PR #5252, opened 2022-10-25
improve patch version checking

ToppleTheNun:
**Shadowlands**
image

**WotLK**
image


src/interface/report/PATCHES.ts
```diff
@@ -5,67 +5,97 @@
...
+  expansion: Expansion;
 }
 
 const PATCHES: Patch[] = [
+  {
+    name: '3.4.0',
+    timestamp: 1664229600000, // GMT: Monday, 26 September 2022 22:00:00
+    urlPrefix: '',
+    isCurrent: true,
+    gameVersion: 4, // WotLK
```
danny-janse, line 25: I was thinking if we could turn this into an enum? It occours several times now through out more of the code base. Probably not something to change in the current PR but somethig to put on the backlog?

danny-janse (approved):
Lgtm! Small remark but thats beyond the scope.

src/interface/report/PATCHES.ts
kfinch: Probably a good thing for a follow on PR

PR #5254, opened 2022-10-26
add TalentCastEfficiencyRequirement component

ToppleTheNun:
add CombatLogParserContext to make CombatLogParser available
via hooks for functional components.

add TalentCastEfficiencyRequirement component
that will only render if the selected combatant
has the given talent.

TalentCastEfficiencyRequirement will also fetch
the cast efficiency of the given talent so that
we don't need to set up an AbilityRequirement in
each spec checklist.

update Vengeance checklist to use it as an
example.

screenshot of it in use:
image

### DIFF
--- a/src/interface/report/CombatLogParserContext.tsx
+++ b/src/interface/report/CombatLogParserContext.tsx
@@ -1,0 +1,26 @@
+import CombatLogParser from 'parser/core/CombatLogParser';
+import { createContext, ReactNode, useContext } from 'react';
+
+export interface CombatLogParserContext {
+  combatLogParser: CombatLogParser;
+}
+
+// This starts off undefined as we don't have an instance of CombatLogParser to work with
+// until it gets provided by the Provider.
+export const CombatLogParserCtx = createContext<CombatLogParserContext | undefined>(undefined);
+
+interface Props {
+  children: ReactNode;
+  combatLogParser: CombatLogParser;
+}
+export const CombatLogParserProvider = ({ children, combatLogParser }: Props) => (
+  <CombatLogParserCtx.Provider value={{ combatLogParser }}>{children}</CombatLogParserCtx.Provider>
+);
+
+export const useCombatLogParser = () => {
+  const context = useContext(CombatLogParserCtx);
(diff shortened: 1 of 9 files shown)


src/interface/report/CombatLogParserContext.tsx
```diff
@@ -0,0 +1,26 @@
...
+  <CombatLogParserCtx.Provider value={{ combatLogParser }}>{children}</CombatLogParserCtx.Provider>
+);
+
+export const useCombatLogParser = () => {
+  const context = useContext(CombatLogParserCtx);
+  if (context === undefined) {
+    throw new Error('useCombatLogParser must be within CombatLogParserProvider');
+  }
+  return context;
+};
```
emallson: we may want to move the `Guide`'s `useAnalyzer` hook over here. its been quite useful.

(not for this PR tho, just a note for later)

src/interface/report/Results/index.tsx
```diff
@@ -266,9 +281,11 @@ class Results extends React.PureComponent<Props, State> {
...
 
         return (
-          <div className="container">
-            <ErrorBoundary>{tab ? tab.render() : '404 tab not found'}</ErrorBoundary>
-          </div>
+          <CombatLogParserProvider combatLogParser={parser}>
+            <div className="container">
+              <ErrorBoundary>{tab ? tab.render() : '404 tab not found'}</ErrorBoundary>
+            </div>
+          </CombatLogParserProvider>
```
emallson: rather than wrapping each return value here, we should wrap the `renderContent` call on line 463 IMO

emallson (changes requested):
this looks like a huge improvement overall, but one small change for the core `Results/index.tsx` when applying the context provider

src/interface/report/CombatLogParserContext.tsx
ToppleTheNun: I have another PR where I'm adding a lot of contexts, that would probably fit very well with that PR.

emallson (approved):

PR #5260, opened 2022-10-26
convert the report load process to FCs and hooks

ToppleTheNun:
Provide all data previously passed via functions through context instead. Enables consumption
farther down the component tree without needing to prop drill.

Can break this down into smaller PRs if needed.

Demonstration of report loading still working as expected

report_loading

### DIFF
--- a/src/interface/report/PlayerLoader.tsx
+++ b/src/interface/report/PlayerLoader.tsx
@@ -1,3 +1,4 @@
+import { useCallback, useEffect, useReducer } from 'react';
 import { Trans, t } from '@lingui/macro';
 import { captureException } from 'common/errorLogger';
 import { fetchCombatants, LogNotFoundError } from 'common/fetchWclApi';
@@ -5,11 +6,10 @@ import getFightName from 'common/getFightName';
 import getAverageItemLevel from 'game/getAverageItemLevel';
 import ROLES from 'game/ROLES';
 import SPECS from 'game/SPECS';
-import { wclGameVersionToExpansion } from 'game/VERSIONS';
+import { isUnsupportedClassicVersion, wclGameVersionToExpansion } from 'game/VERSIONS';
 import { fetchCharacter } from 'interface/actions/characters';
 import { setCombatants } from 'interface/actions/combatants';
 import ActivityIndicator from 'interface/ActivityIndicator';
-import DocumentTitle from 'interface/DocumentTitle';
 import makeAnalyzerUrl from 'interface/makeAnalyzerUrl';
 import Panel from 'interface/Panel';
 import { RootState } from 'interface/reducers';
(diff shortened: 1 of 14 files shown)


ToppleTheNun:
@emallson I can pull the guide hooks over in this PR if you'd like to get it done at once or in a separate PR. It seems a bit like mixing of concerns, but I'll leave it up to you how you'd like to review the changes. I can also break this PR up.

src/interface/report/PlayerLoader.tsx
```diff
@@ -62,148 +59,188 @@ interface State {
...
-  componentDidMount() {
-    // noinspection JSIgnoredPromiseFromCall
-    this.loadCombatants(this.props.report, this.props.fight);
-    this.scrollToTop();
-  }
+const PlayerLoaderFC = ({ children, setCombatants, history, playerName, playerId }: Props) => {
+  const [
+    { error, combatants, combatantsFightId, tanks, healers, dps, ranged, ilvl },
+    dispatchFC,
+  ] = useReducer(fcReducer, defaultStateFC);
```
emallson, line 128: we do have redux in the codebase, but i don't think that is an adventure for today :upside_down_face:

src/interface/report/PlayerLoader.tsx
```diff
@@ -237,154 +274,146 @@ class PlayerLoader extends React.PureComponent<Props, State> {
...
-      return this.renderError(error);
-    }
+  if (error) {
+    return renderError(error);
+  }
 
-    if (report.gameVersion === 2) {
-      return this.renderClassicWarning();
-    }
+  if (selectedReport.gameVersion === 2 || selectedReport.gameVersion === 3) {
```
emallson: this should use something more clear than checking if gameVersion is 2 or 3. This is actually checking `isClassic(selectedReport)` right? (I don't think that method exists)

src/interface/report/PlayerLoader.tsx
```diff
@@ -62,148 +59,188 @@ interface State {
...
+    dispatchFC,
+  ] = useReducer(fcReducer, defaultStateFC);
+  const { report: selectedReport } = useReport();
+  const { fight: selectedFight } = useFight();
+
+  const loadCombatants = useCallback(
+    async (report: Report, fight: WCLFight) => {
+      if (report.gameVersion === 2 || report.gameVersion === 3) {
+        return;
+      }
```
emallson: This should use some kind of `isClassic` check instead of checking bare gameVersion ids

emallson (changes requested):
minor change (some kind of `isClassic` call) then this looks okay. did some local testing and didn't see any freezes (which happened with the last core class -> hooks conversion :sweat_smile:)

emallson (approved):

PR #5270, opened 2022-10-29
evang analyzer first steps

oisinod:
right now the core code is there to start looking for problems in ramps. next pr will branch off of this one, which will start to display the first set of problems


src/analysis/retail/priest/discipline/modules/guide/EvangelismAnalysis.tsx
```diff
@@ -0,0 +1,122 @@
...
+  checkForWrongCasts(ramp: CastEvent[]) {
+    return ramp
+      .map((cast, index) => {
+        if (!ALLOWED_PRE_EVANG.includes(cast.ability.guid)) {
+          return index;
+        }
+        return null;
+      })
+      .filter((cast) => !isNullOrFalse(cast));
+  }
```
kfinch: A bit confused how this works - looks like `checkForWrongCasts` builds and returns an array of the indexes of wrong casts, but then `analyzeSequence` just discards that array? Nothing is being done with the return value.

src/analysis/retail/priest/discipline/modules/guide/EvangelismAnalysis.tsx
```diff
@@ -0,0 +1,122 @@
...
+    while (!PEMITTED_RAMP_STARTERS.includes(ramp[0].ability.guid)) {
+      ramp.shift();
+    }
+    this.analyzeSequence(ramp);
+    // this.evangSequences.push({ramp: ramp, details: {nonApplicatorCasts: []}})
+  }
+
+  analyzeSequence(ramp: CastEvent[]) {
+    this.checkForWrongCasts(ramp);
+  }
```
kfinch: Why does this method exist? Its only purpose is to call the next method in the sequence..

src/analysis/retail/priest/discipline/modules/guide/EvangelismAnalysis.tsx
```diff
@@ -0,0 +1,125 @@
...
+  checkForWrongCasts(ramp: CastEvent[]) {
+    return ramp
+      .map((cast, index) => {
+        if (!ALLOWED_PRE_EVANG.includes(cast.ability.guid)) {
+          return index;
+        }
+        return null;
+      })
+      .filter(Number);
+  }
```
kfinch: Pretty sure you should be able to make this return type `number[]`, which will make downstream handling less of a pain in the ass

src/analysis/retail/priest/discipline/modules/guide/EvangelismAnalysis.tsx
```diff
@@ -0,0 +1,125 @@
...
+  TALENTS_PRIEST.RENEW_TALENT.id,
+  SPELLS.FLASH_HEAL.id,
+  TALENTS_PRIEST.RAPTURE_TALENT.id,
+  SPELLS.POWER_WORD_SHIELD.id,
+];
+
+interface Ramp {
+  timestamp: number;
+  badCastIndexes?: number[];
+}
```
kfinch: You need `rampHistory` here too right? In order for the indices to mean anything

oisinod: Yup, great spot! 

I've added it now :)

kfinch (approved):

PR #6789, opened 2024-06-08
Improve support for Fyr'alath by tracking channel

oBusk:
### Description

Was picking my sisyphus project #6481 back up, and realised Fyr'alath cast shows up as an instant cast and affects uptime negatively.

Built my own normalizer to look for damage events and removal of the buff which triggers on the final blast.

Also added the Fyr'alath cast to the GCD

### Testing

- Test report URL: `/report/DPcp61VFAQhT2KNC/42-Heroic+Kazzara,+the+Hellforged+-+Kill+(1:18)/Rampagebonk/standard/timeline`
- Screenshot(s):
   image


src/parser/shared/normalizers/FyralathNormalizer.ts
```diff
@@ -0,0 +1,93 @@
+import SPELLS from 'common/SPELLS';
+import { AnyEvent, BeginChannelEvent, EndChannelEvent, EventType } from 'parser/core/Events';
+import EventsNormalizer from 'parser/core/EventsNormalizer';
+import InsertableEventsWrapper from 'parser/core/InsertableEventsWrapper';
+
+/**
+ * Normalizes Rage of Fyr'alath casts to include BeginChannel and EndChannel events.
+ */
+export class FyralathNormalizer extends EventsNormalizer {
```
emallson, line 9: is there a reason that this is not simply a `buffChannelSpec` in the core `Channeling` normalizer?

oBusk: I tried around a little with it, but it didn't seem to work. The buff is a completely separate id than the cast? There's also cases where the buff would never be applied as well

emallson: hmmm okay. this is only gonna be around for the 2 months with the release announcement, so happy enough to get it working now and delete in tww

## Task goal:
Scan the listing and report each line where the word "like" shows up.

## Task output:
this looks like a huge improvement overall, but one small change for the core `Results/index.tsx` when applying the context provider
@emallson I can pull the guide hooks over in this PR if you'd like to get it done at once or in a separate PR. It seems a bit like mixing of concerns, but I'll leave it up to you how you'd like to review the changes. I can also break this PR up.
kfinch: A bit confused how this works - looks like `checkForWrongCasts` builds and returns an array of the indexes of wrong casts, but then `analyzeSequence` just discards that array? Nothing is being done with the return value.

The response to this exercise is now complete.